Search Tutorials


Spring Batch Architecture | JavaInUse

Spring Batch Architecture

In previous tutorial we looked at What is Spring Batch. In this tutorial we will be understanding the Spring Batch Architecture. Following are the main building blocks of spring batch -
  1. Job
  2. Job Instance
  3. Job Execution
  4. Job Launcher
  5. Job Repository

Video

This tutorial is explained in the below Youtube Video.

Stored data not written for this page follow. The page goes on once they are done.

PR #665, opened 2019-08-28
Use upstream HereBeDragons

Nevcairiel:
Upstream supports Classic now, and this avoids duplicating resources.
HereBeDragons-Migrate is left untouched, due to the data changes made in it, and since I was not sure if you still need those. Ideally it should not be loaded when its not needed, as it just consumes resources.


AeroScripts:
I'll test this shortly and then merge, thanks again for the help :D 

I'll have to test with other HBD addons though, one of the issues we had in beta was a broken copy of HBD loading instead of the version questie came with. Shouldn't be a problem now that there's an official version though

AeroScripts:
Merging this now, As for the changes in HBD-Migrate, it was quite a while ago I'll have to look through the code but I'm sure there's a way we can make it work with the unmodified one

Nevcairiel:
I saw you rolled this back on some claim of conflict with Zygor.

But, I downloaded the latest version of Zygor and they use renamed HBD libraries and renamed pin templates. They should absolutely not conflict with anything. What exactly are you seeing?

AeroScripts:
Several users reported not having any world map icons (minimap icons worked fine)

I got in contact with one of them on discord and they sent me their copy of zygor's and I was able to reproduce the issue. I'm not sure what is happening, but the issue seems to be having the same pin template name, despite different ace library names

Zygor (the copy I have) uses HereBeDragons-ZYG for the lib name, but the regular HereBeDragonsPinTemplate for notes

Do you have a discord? add aero#1357 I can send you the copy I have. At first I thought it was nothing, or just some thing 1 person had but a bunch of people reported it.

AeroScripts:
Maybe something to do with RemoveAllPinsByTemplate / EnumerateAllPinsByTemplate? Something is making zygor think questie pins belong to it (That's my guess anyway)

Nevcairiel:
I checked it out just now from the Zygor client, so either they fixed it in the last day or so, or I don't know. Definitely had different template names as well.

Nevcairiel:
In fact I checked out the Retail version, and that still has the original pin name in it, so they must've fixed it quite recently.

AeroScripts:
Hmm, well maybe best bet to leave it like this for now because it does prevent issues, until things are sorted out

I'd prefer to return to the standardized names in the long term, going to keep it like this for now as a lot of people seem to have issues (It may be other addons messing with it also)

If you're curious, here's the HereBeDragons-Pins-2.0.lua from the copy of zygor's that user sent me:
https://hastebin.com/iwesotihac.lua

PR #670, opened 2019-08-28
Fix russian locale

243083df:


AeroScripts:
Can't verify, but assuming this is correct, thanks for the fixes!

PR #680, opened 2019-08-29
[WIP] Add language lookup data

BreakBB:
This PR adds the first lookup tables for languages different to English. This lookup tables will allow to show tooltips and target icons for more languages than just English.

Languages included are:

- English
- German
- French
- Spanish
- Russian
- Chinese

Those tables include language specific data about the NPC names and quest data.

NPC table:

```lua
LangNameLookup = {
  [id] = {"NPC name"},
  ...
}
```

Quest table:

```lua
LangQuestLookup = {
  [id] = {"Quest title", "Quest description", "Quest objective"},
  ...
}
```

Some quests have their description and/or objective missing, because the Wowhead data isn't complete yet.


bmagic:
Maybe for enUs you need to push to empty array ?
LangNameLookup = {}
LangQuestLookup = {}

BreakBB:
Since I am new to addon development I can't even tell how to make use of the data. You think the English data is not needed? 🤔 Well it is inside the questDB.lua file, but not sure if it clever to have the stuff at different places!

Will update the files later this day and might include Chinese as well. Found some great improvements after a talk with Muehe yesterday 👍

bmagic:
I just finished 50% of the job to use your data. I'm probably going to do a PR tonight.

BreakBB:
Sounds good. I need some more time though to update the data. The quest data in this PR is severe corrupted. A lot of stuff slipped through my filters and the new filters are not messing with the separation of description and objective.
Hopefully I will make it tomorrow!

bmagic:
WoWScrnShot_083019_212119

Sound good !!! 
Is it possible not to include data when there is no translation?

bmagic:
First returns:
- I do not need the long description (LangQuestLookup [2]) or I do not see where it is used.
- Is it possible to have the translation of the items? https://github.com/bmagic/QuestieDev/blob/master/Database/TEMP_questie4items.lua
- Is it possible to have the translation of objects? https://github.com/bmagic/QuestieDev/blob/master/Database/objectDB.lua

The ideal would be not to put the entry at all if he does not have a translation.

Muehe:
@bmagic 

* Description can be used to identify quests that have the same title.
* Item translations are possible, but this PR only includes quests and NPCs due to the scrapper being WIP.
* Same.

@BreakBB I agree that untranslated texts should default to `nil`. Maybe the Gatherer object we discussed can be helpful with this (it had a `name_dede` field, quests with missing translations might not have it).

bmagic:
I have 3 fields in the lookup.lua file.
```
[5] = {
'L\'estomac qui gargouille',
'Je suis resté caché dans cette ville fantôme depuis des semaines. Apportez-moi de quoi festoyer et je vous payerai généreusement. J\'ai entendu parler d\'un certain chef Grual qui fait de succulents gâteaux au crabe brun, à la taverne du Corbeau écarlate à Darkshire...',
'Parler au chef Grual.'
},
```
[1] : Name 
[2]: LongDescription
[3]: Description 

I don't see where the field LongDescription is used in current Questie code.
Name & Description it's ok for me.

bmagic:
I will do a PR with the data as is. But for the moment I play without worries in French (except for object & item missing data)

Muehe:
Ok, but if you don't mind, please remove the line breaks. One quest/npc/etc. per line.

bmagic:
Yes it was just to be clearer, I use the datas made by @BreakBB

BreakBB:
Sounds good.

I need some more time though to update the data. The quest data in this PR is severe corrupted. A lot of stuff slipped through my filters and the new filters are not messing with the separation of description and objective.

Hopefully I will make it tomorrow!

BreakBB:
As I just arrived  at home I will have a short look at the code, but I will add my progress tomorrow!

BreakBB:
The last commit should remove at least most of the corruptions.

Moreover I made two changes to it:

1. Missing descriptions are now `nil` instead of an empty string
2. Quests which haven't been translated from English are `nil` as well now instead of the English fallback

bmagic:
Can not you just not put them in order to save space? 

Can you name the variable in each lockup.lua like this : LangNameLookup['frFR'] or LangQuestLookup['deDE'] ?

BreakBB:
Sorry but I don't understand your first sentence 🤔 

And yes I can rename them!

bmagic:
No, but forget my first sentence. In the end it's perfect with the "nil" in the tables.

BreakBB:
So the changes are good for now? :)

BreakBB:
@bmagic Btw did you add a fallback to English for data that is `nil`? Didn't watched over your changes (and can't even tell what I understand from it) :D

bmagic:
Yes, if there is no translation it uses the original db.
But as a result there is a good chance that without translation this will not appear in Questie (on tooltip).

BreakBB:
You mean because the original db isn't complete?

bmagic:
No, it's because the tooltips are based on the mob's names. As a result, this will not be displayed because the localized client displays a different name from the DB.

BreakBB:
Oh ye that totally makes sense

merasil:
am i reading this right? The current master-branch does include a fallback to the english version of the tooltip whenever a different language than english is used in wow client?

BreakBB:
@merasil There will be a release very soon which includes this translation data. The latest version only supports English WoW clients towards tooltip and nameplate information.

With this PR and #733 the languages listed above will be supported as well.

PR #692, opened 2019-08-30
Updated ENABLE_AVAILABLE_DESC 

mattstruble:
Updated ENABLE_AVAILABLE_DESC  text to use "available quest" instead of "quest turn-in"


AeroScripts:
Nice catch!

PR #733, opened 2019-09-01
Add locale data for Quest & NPC.

bmagic:


BreakBB:
#724 can be closed with this one open, right?

PR #801, opened 2019-09-04
more translation stuff for german

vriic:
Found more stuff in the german translation. Should be nice for now :)


BreakBB:
Vielen Dank dafür 🎉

  • Job - Job can be defined as the work to be executed using spring batch. This work might involve a simple or complex task.
    In case of simple tasks usually a Spring Batch Tasklet is used. For example for a task like deleting a file, executing a database query a Spring Batch Tasklet will be implemented to execute the job. In next tutorial we implement a Spring Batch Tasklet Hello World Example to delete a file at a particular location.
    Spring Batch Tasklet job
    Or job can involve multiple steps that can be executed in a sequence. For example a job consisting of reading from the database, processing it and writing output to a particular location. In case of such complex jobs Spring Batch Chunk is used to complete the job. In next tutorial we implement a Spring Batch Chunk Processing World Example. Chunk based processing provides advantages like parallel processing,less network overhead etc.
    Spring Batch Chunk Job
  • Job Instance - When a spring batch job is run, a JobInstance gets created. The JobInstance is a logical run of the job. Each JobInstance is identified by the job name and the parameters passed to a job. For example if we schedule a batch job to run every day, then a new JobInstance will be created everyday for each run.
    Spring Batch Job Instance
  • Job Execution - Each JobInstance is considered to be completed when it has an attempt or JobExecution that has successfully completed.
    Spring Batch JobInstance
    The Batch execution can have one of the following status -
    1. ABANDONED
    2. COMPLETED
    3. FAILED
    4. STARTED
    5. STARTING
    6. STOPPED
    7. STOPPING
    8. UNKNOWN
  • JobLauncher - The Spring Batch JobLauncher interface is an interface used to launch Spring Batch Jobs. Spring Batch JobLauncher has a single method - run(Job job, JobParameters jobParameters). It takes two parameters
    • Job to be executed
    • JobParameters to be passed to the Job

    Spring Batch JobLauncher
  • Job Repository - One of the important features of spring batch is state management. This is achieved using the Job Repository. Suppose a spring batch job was running and an error occurs. How does spring batch know that an error has occured and the job needs to be rerun. Important aspect of Spring Batch is that there should be no external interferance. So we need to save state of the job and future executions should take this into considerations. State Management is an important aspect when processing large volumes of data. This is achieved using Spring Batch JobRepository.
    Spring Batch Job Repository
    Spring Batch JobRepository provides two different types of data stores -
    • In-Memory Job Repository - When developing a Spring Batch job or running unit tests, configuring an external database may be more trouble than it's worth. Because of that, Spring Batch provides an implementation of the JobRepository that utilizes java.util.Map instances as the datastore.
    • Relational Database - A relational database is the default option for the job repository in Spring Batch. The spring batch meta data is persisted using the database tables.
      Spring Batch Datatables
      • BATCH_JOB_INSTANCE Table - A single job instance is created when the job is executed for the first time with a unique set of identifying job parameters. It persists the logical run of a job.
      • BATCH_JOB_EXECUTION Table - This table represents every physical run of a batch job. Each time a job is launched, a new record will be created here and be updated periodically as the job progresses.
      • BATCH_JOB_EXECUTION_CONTEXT Table - Batch processes are stateful by their nature. They need to know what step they are on. They need to know start, end and status of the job.This is done using this table.
      • BATCH_JOB_EXECUTION_PARAMS Table - This table is where the job parameters are stored for each execution.
      • BATCH_STEP_EXECUTION Table - used to store the metadata for a step
      • BATCH_STEP_EXECUTION_CONTEXT - They need to know how many records they have processed within that step.